= Exercise directions =
Each line in the records below that has the word "rsaEncryption" should be copied.
Segment Start: Input data
PR #9138, opened 2019-06-12
Remove asn1 module dependency from RSASSA-PKCS1-v1_5.

davidmakepeace:
Replace use of the asn1 module (X509_SIG, X509_ALGOR, ASN1_TYPE, ASN1_OCTET_STRING, i2d_X509_SIG(), etc.) as well as OID lookups using OBJ_nid2obj() with pre-generated DigestInfo encodings for MD2, MD5, MDC-2, SHA-1, SHA-2 and SHA-3; the encoding is selected based on the NID. This is
similar to the approach used by the FOM. 

It is assumed that NID constants such as NID_sha256 will be available in all providers.

An alternative to pre-generating DigestInfo encodings for digests known to be used with RSASSA-PKCS1-v1_5 would be to use a simple ASN.1 encoder based on #9067 or #9111, but that assumes that providers will have the ability to map from NIDs to objs (OBJ_nid2obj()).

##### Checklist

- [ ] documentation is added or updated
- [ ] tests are added or updated

PR #19, opened 2013-09-12
Update custom TLS extension and supplemental data 'generate' callbacks t...

scottdeboy:
...o support sending an alert.

If multiple TLS extensions are expected but not received, the TLS extension and supplemental data 'generate' callbacks are the only chance for the receive-side to trigger a specific TLS alert during the handshake.

Removed logic which no-op'd TLS extension generate callbacks (as the generate callbacks need to always be called in order to trigger alerts), and updated the serverinfo-specific custom TLS extension callbacks to track which custom TLS extensions were received by the client, where no-ops for 'generate' callbacks are appropriate.

PR #10557, opened 2019-12-02
PROV: add RSA signature implementation

levitte:
This is almost an exact copy of the DSA implementation, except we need
to pass the MD type to RSA_sign() and RSA_verify() (the corresponding
DSA functions don't care).


mattcaswell:
I get large numbers of test failures when I try this locally. Still investigating, however I'm surprised not to see any handling of `EVP_PKEY_CTX_set_rsa_pss_saltlen()` in this PR (and possibly other similar ctrls) - so that could be a cause??

mattcaswell:
...in fact no handling of pss at all AFAICT?

levitte:
Yup, PSS support remains to be done.  But I'm surprised that actually fails, because that should go to the legacy routines, since RSASSA-PSS is supposedly treated as a separate algorithm!

levitte:
There seems to be more going on.  I recognise the 'test_req` failures from my keygen work (I've a local fix there, and wonder if the same applies here)

levitte:
> ... since RSASSA-PSS is supposedly treated as a separate algorithm!

... 'xcept no, that's not at all true.  `test_rsapss.t` uses "normal" RSA keys and adds PSS parameters for signing.  Oh boy...

levitte:
I put this in WIP, it needs further work

richsalz:
> This is almost an exact copy of the DSA implementation, except we need
> to pass the MD type to RSA_sign() and RSA_verify() (the corresponding
> DSA functions don't care).

Can you pass the extra parameter to the DSA functions and have them ignore it?  Or is there current API's that get in the way of doing that?  (I'm hoping that the PARAM layer can just ignore things, e.g.)

levitte:
It wasn't as easy as I thought

levitte:
Almost there.  As usual, the CMS test is the last stumbling block...

providers/implementations/signature/rsa.c
```diff
@@ -0,0 +1,884 @@
...
+        ret = RSA_private_encrypt(tbslen, tbs, sig, prsactx->rsa,
+                                  prsactx->pad_mode);
+    }
+
+    if (ret <= 0) {
+        ERR_raise(ERR_LIB_PROV, ERR_LIB_RSA);
+        return 0;
+    }
+
+    *siglen = ret;
```
mattcaswell: Do we need to cleanse tbuf?

providers/implementations/signature/rsa.c
```diff
@@ -0,0 +1,884 @@
...
+            if (ret <= 0) {
+                ERR_raise(ERR_LIB_PROV, ERR_LIB_RSA);
+                return 0;
+            }
+            ret = sltmp;
+        } else {
+            ERR_raise(ERR_LIB_PROV, PROV_R_INVALID_PADDING_MODE);
+            return 0;
+        }
+    } else {
```
mattcaswell: Should we be verifying the pad mode in this event? i.e. that its not one of the ones handled above

levitte:
Now, even CMS passes through on my machine.  It turned out that I had forgotten to take care of PSS_SALTLEN params

providers/implementations/signature/rsa.c
```diff
@@ -0,0 +1,922 @@
...
+        if (prsactx->pad_mode == RSA_PKCS1_PADDING) {
+            if (!RSA_verify(EVP_MD_type(prsactx->md), tbs, tbslen,
+                            sig, siglen, prsactx->rsa)) {
+                ERR_raise(ERR_LIB_PROV, ERR_LIB_RSA);
+                return 0;
+            }
+            return 1;
+        }
+
+        if (tbslen != prsactx->mdsize) {
```
mattcaswell: Shouldn't this check happen before we call RSA_verify?

providers/implementations/signature/rsa.c
```diff
@@ -0,0 +1,922 @@
...
+            return 0;
+        rslen = RSA_public_decrypt(siglen, sig, prsactx->tbuf, prsactx->rsa,
+                                   prsactx->pad_mode);
+        if (rslen == 0) {
+            ERR_raise(ERR_LIB_PROV, ERR_LIB_RSA);
+            return 0;
+        }
+    }
+
+    if ((rslen != tbslen) || memcmp(tbs, prsactx->tbuf, rslen))
```
mattcaswell: Is CRYPTO_memcmp necessary here or not?

providers/implementations/signature/rsa.c
```diff
@@ -0,0 +1,922 @@
...
+    PROV_RSA_CTX *prsactx = (PROV_RSA_CTX *)vprsactx;
+
+    if (prsactx == NULL)
+        return;
+
+    RSA_free(prsactx->rsa);
+    EVP_MD_CTX_free(prsactx->mdctx);
+    EVP_MD_free(prsactx->md);
+    EVP_MD_free(prsactx->mgf1_md);
+    OPENSSL_free(prsactx->tbuf);
```
mattcaswell: clear_free?

providers/implementations/signature/rsa.c
```diff
@@ -0,0 +1,922 @@
...
+        str = mdname;
+        if (!OSSL_PARAM_get_utf8_string(p, &str, sizeof(mdname)))
+            return 0;
+
+        str = mdprops;
+        if (propsp != NULL
+            && !OSSL_PARAM_get_utf8_string(propsp, &str, sizeof(mdprops)))
+            return 0;
+
+        if (prsactx->pad_mode != RSA_PKCS1_PSS_PADDING) {
```
mattcaswell: Is it allowable to set the digests before setting the pad mode? Or do we require the pad mode to be set first?

test/recipes/30-test_evp_data/evppkey.txt
```diff
@@ -378,7 +378,7 @@ Reason = operation not supported for this keytype
 
 Sign = RSA-2048
 Ctrl = rsa_mgf1_md:sha1
-Result = PKEY_CTRL_INVALID
+Result = PKEY_CTRL_ERROR
```
mattcaswell: Why do we get this change in behaviour?

util/libcrypto.num
```diff
@@ -4909,3 +4909,5 @@ i2d_X509_PUBKEY_fp                      ?	3_0_0	EXIST::FUNCTION:STDIO
 d2i_X509_PUBKEY_bio                     ?	3_0_0	EXIST::FUNCTION:
 i2d_X509_PUBKEY_bio                     ?	3_0_0	EXIST::FUNCTION:
 RSA_get0_pss_params                     ?	3_0_0	EXIST::FUNCTION:RSA
+EVP_PKEY_CTX_set_rsa_pss_saltlen        ?	3_0_0	EXIST::FUNCTION:RSA
+EVP_PKEY_CTX_get_rsa_pss_saltlen        ?	3_0_0	EXIST::FUNCTION:RSA
```
mattcaswell: The documentation for these functions needs updating - they are described as macros.

mattcaswell:
Is this out of WIP now?

crypto/rsa/rsa_lib.c
```diff
@@ -1127,3 +1135,68 @@ int EVP_PKEY_CTX_get0_rsa_oaep_label(EVP_PKEY_CTX *ctx, unsigned char **label)
...
+            && ctx->pmeth->pkey_id != EVP_PKEY_RSA_PSS)
+        return -1;
+
+    /* TODO(3.0): Remove this eventually when no more legacy */
+    if (!EVP_PKEY_CTX_IS_SIGNATURE_OP(ctx)
+        || ctx->op.sig.sigprovctx == NULL)
+        return EVP_PKEY_CTX_ctrl(ctx, -1, -1, EVP_PKEY_CTRL_RSA_PSS_SALTLEN,
+                                 saltlen, NULL);
+
+    /* We put in both, 'cause the pad mode applies for both */
```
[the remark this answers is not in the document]
levitte: To be cleaned away

providers/defltprov.c
```diff
@@ -366,6 +366,7 @@ static const OSSL_ALGORITHM deflt_signature[] = {
 #ifndef OPENSSL_NO_DSA
     { "DSA:dsaEncryption", "default=yes", dsa_signature_functions },
 #endif
+    { "RSA:rsaEncryption", "default=yes", rsa_signature_functions },
```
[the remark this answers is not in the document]
levitte: I'm confused, I thought that was to be treated as a separate algorithm...  (that's what the EVP_PKEY_METHOD does, even though it ends up calling very much the same functions otherwise).

providers/implementations/signature/rsa.c
```diff
@@ -0,0 +1,884 @@
...
+    if (!setup_md(prsactx))
+        return 0;
+
+    if (prsactx->md != NULL) {
+        if (tbslen != prsactx->mdsize) {
+            ERR_raise(ERR_LIB_PROV, PROV_R_INVALID_DIGEST_LENGTH);
+            return 0;
+        }
+
+        if (EVP_MD_type(prsactx->md) == NID_mdc2) {
```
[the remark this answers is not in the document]
levitte: I blame the legacy code:

https://github.com/openssl/openssl/blob/d3a27c5ee45a29edd9c0d60ad5929f67996f89fd/crypto/rsa/rsa_pmeth.c#L139

providers/implementations/signature/rsa.c
```diff
@@ -0,0 +1,884 @@
...
+    char mgf1_mdname[80];        /* Should be big enough */
+    char mgf1_mdprops[80];       /* Should be big enough */
+    EVP_MD *mgf1_md;
+    /* PSS salt length */
+    int saltlen;
+    /* Minimum salt length or -1 if no PSS parameter restriction */
+    int min_saltlen;
+
+    /* Temp buffer */
+    unsigned char *tbuf;
```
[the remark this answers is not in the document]
levitte: I blame rsa_pmeth.c...  However, it is used several times throughout the life of a PROV_RSA_CTX, so this avoids having to allocate and free it for every time it's being used.

providers/implementations/signature/rsa.c
levitte: Possibly.  In that case, we should in rssa_pmeth.c as well.

providers/implementations/signature/rsa.c
levitte: Why?  Doesn't `RSA_public_decrypt()` do that?

providers/implementations/signature/rsa.c
levitte: No.  `RSA_verify()` has its own verification, and has more complex checks of this length.

providers/defltprov.c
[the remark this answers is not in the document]
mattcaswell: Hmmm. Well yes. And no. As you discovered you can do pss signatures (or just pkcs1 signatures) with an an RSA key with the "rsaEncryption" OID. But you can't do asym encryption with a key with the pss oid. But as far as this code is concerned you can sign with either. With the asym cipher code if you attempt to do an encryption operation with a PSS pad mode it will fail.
Segment End: Input data
= Task solution =
+    { "RSA:rsaEncryption", "default=yes", rsa_signature_functions },
mattcaswell: Hmmm. Well yes. And no. As you discovered you can do pss signatures (or just pkcs1 signatures) with an an RSA key with the "rsaEncryption" OID. But you can't do asym encryption with a key with the pss oid. But as far as this code is concerned you can sign with either. With the asym cipher code if you attempt to do an encryption operation with a PSS pad mode it will fail.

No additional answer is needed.